* _Your objective_
Show all lines of the entries in which the word "pull" is found.

* _Information shown_
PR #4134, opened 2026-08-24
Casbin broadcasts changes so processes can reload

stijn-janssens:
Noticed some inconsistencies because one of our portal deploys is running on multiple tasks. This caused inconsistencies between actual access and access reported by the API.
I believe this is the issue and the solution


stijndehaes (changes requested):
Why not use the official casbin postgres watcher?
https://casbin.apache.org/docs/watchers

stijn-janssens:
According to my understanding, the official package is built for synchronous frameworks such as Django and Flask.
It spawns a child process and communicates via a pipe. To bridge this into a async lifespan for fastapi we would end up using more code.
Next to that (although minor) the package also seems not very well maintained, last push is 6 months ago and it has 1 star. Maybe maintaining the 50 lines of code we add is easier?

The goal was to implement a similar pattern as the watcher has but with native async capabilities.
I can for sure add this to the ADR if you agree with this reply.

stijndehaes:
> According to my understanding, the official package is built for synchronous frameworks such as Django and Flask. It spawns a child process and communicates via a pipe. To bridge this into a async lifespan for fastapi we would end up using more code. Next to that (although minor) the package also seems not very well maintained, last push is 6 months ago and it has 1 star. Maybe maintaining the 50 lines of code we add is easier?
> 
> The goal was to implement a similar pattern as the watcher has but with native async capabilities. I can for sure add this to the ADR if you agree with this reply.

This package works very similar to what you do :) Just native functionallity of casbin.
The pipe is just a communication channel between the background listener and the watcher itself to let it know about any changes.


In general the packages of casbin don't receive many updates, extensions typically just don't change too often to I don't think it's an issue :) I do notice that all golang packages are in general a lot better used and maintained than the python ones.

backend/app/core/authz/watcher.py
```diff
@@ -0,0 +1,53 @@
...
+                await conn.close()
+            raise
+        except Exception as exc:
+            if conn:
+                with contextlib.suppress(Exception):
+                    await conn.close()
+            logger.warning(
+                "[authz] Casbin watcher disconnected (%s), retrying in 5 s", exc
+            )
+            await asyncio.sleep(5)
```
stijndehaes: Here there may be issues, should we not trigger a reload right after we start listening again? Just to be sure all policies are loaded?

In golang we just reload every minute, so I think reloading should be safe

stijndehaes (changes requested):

==

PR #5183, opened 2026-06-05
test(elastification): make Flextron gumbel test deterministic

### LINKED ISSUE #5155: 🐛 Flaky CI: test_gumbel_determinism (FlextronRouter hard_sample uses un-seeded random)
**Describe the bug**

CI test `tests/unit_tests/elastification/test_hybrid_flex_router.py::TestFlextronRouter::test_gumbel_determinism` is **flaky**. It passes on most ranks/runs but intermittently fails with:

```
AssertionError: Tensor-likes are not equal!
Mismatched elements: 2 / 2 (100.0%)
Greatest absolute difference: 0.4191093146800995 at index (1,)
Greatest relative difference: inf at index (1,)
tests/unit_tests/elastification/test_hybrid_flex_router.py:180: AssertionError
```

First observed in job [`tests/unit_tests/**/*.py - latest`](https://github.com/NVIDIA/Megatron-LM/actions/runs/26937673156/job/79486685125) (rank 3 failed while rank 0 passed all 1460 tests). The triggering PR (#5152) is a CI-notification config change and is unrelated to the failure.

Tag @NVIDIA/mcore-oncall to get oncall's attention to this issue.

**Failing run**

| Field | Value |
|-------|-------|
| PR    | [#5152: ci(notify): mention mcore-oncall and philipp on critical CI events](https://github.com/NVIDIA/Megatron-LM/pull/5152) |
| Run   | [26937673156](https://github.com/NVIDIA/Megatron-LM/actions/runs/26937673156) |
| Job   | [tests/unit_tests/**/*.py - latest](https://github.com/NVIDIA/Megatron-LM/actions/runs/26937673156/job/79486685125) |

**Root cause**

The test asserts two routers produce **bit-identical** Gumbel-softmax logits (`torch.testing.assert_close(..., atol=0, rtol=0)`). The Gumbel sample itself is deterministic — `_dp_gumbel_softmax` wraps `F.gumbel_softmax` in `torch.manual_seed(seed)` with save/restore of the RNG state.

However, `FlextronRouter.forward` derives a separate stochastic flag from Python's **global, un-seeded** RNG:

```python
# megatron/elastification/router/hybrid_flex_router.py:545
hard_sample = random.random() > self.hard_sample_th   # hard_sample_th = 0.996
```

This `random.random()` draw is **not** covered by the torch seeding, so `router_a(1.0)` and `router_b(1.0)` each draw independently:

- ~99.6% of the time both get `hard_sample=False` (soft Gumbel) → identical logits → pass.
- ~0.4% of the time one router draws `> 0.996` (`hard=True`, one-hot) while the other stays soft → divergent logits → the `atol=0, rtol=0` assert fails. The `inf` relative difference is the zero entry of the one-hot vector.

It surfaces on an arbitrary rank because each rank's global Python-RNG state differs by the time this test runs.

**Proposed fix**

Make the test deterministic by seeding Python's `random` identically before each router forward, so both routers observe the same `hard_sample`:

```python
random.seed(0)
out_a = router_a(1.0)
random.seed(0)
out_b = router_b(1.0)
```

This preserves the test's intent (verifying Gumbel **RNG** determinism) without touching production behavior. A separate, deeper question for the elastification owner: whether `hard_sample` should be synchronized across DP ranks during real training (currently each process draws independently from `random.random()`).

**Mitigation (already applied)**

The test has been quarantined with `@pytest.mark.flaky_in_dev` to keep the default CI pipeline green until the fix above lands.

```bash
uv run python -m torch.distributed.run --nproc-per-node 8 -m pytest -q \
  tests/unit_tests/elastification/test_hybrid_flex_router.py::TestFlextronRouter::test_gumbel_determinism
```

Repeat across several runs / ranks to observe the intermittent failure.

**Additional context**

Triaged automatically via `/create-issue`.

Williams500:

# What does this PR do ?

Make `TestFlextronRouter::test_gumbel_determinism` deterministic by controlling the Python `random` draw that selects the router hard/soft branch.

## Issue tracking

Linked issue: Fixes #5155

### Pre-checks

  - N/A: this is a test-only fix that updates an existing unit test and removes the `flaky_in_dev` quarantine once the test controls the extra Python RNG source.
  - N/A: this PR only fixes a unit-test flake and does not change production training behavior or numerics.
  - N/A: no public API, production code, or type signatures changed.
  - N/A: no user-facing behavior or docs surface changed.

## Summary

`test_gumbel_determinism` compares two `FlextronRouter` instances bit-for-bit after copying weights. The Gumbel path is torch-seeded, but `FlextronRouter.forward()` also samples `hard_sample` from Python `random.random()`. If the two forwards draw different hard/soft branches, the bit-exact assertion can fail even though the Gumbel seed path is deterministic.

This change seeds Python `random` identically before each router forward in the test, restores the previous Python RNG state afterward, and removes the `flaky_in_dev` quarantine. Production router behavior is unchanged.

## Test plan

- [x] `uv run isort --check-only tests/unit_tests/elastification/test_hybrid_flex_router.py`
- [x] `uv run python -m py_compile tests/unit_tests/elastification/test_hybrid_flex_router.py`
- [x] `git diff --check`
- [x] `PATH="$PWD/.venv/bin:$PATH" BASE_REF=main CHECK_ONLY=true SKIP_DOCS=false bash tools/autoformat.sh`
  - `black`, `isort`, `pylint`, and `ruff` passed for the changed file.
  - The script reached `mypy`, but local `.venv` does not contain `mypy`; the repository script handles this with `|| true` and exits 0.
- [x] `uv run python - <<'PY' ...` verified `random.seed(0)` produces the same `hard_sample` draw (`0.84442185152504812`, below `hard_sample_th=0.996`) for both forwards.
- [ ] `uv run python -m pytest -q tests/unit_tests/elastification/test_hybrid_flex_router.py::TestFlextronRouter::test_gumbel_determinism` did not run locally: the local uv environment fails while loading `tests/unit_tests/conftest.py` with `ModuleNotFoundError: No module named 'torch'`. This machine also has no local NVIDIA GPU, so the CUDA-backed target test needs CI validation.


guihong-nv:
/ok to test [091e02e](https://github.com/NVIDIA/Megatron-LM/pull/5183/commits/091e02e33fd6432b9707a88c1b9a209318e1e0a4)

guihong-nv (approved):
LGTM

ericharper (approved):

* _Exercise output_
| PR    | [#5152: ci(notify): mention mcore-oncall and philipp on critical CI events](https://github.com/NVIDIA/Megatron-LM/pull/5152) |
/ok to test [091e02e](https://github.com/NVIDIA/Megatron-LM/pull/5183/commits/091e02e33fd6432b9707a88c1b9a209318e1e0a4)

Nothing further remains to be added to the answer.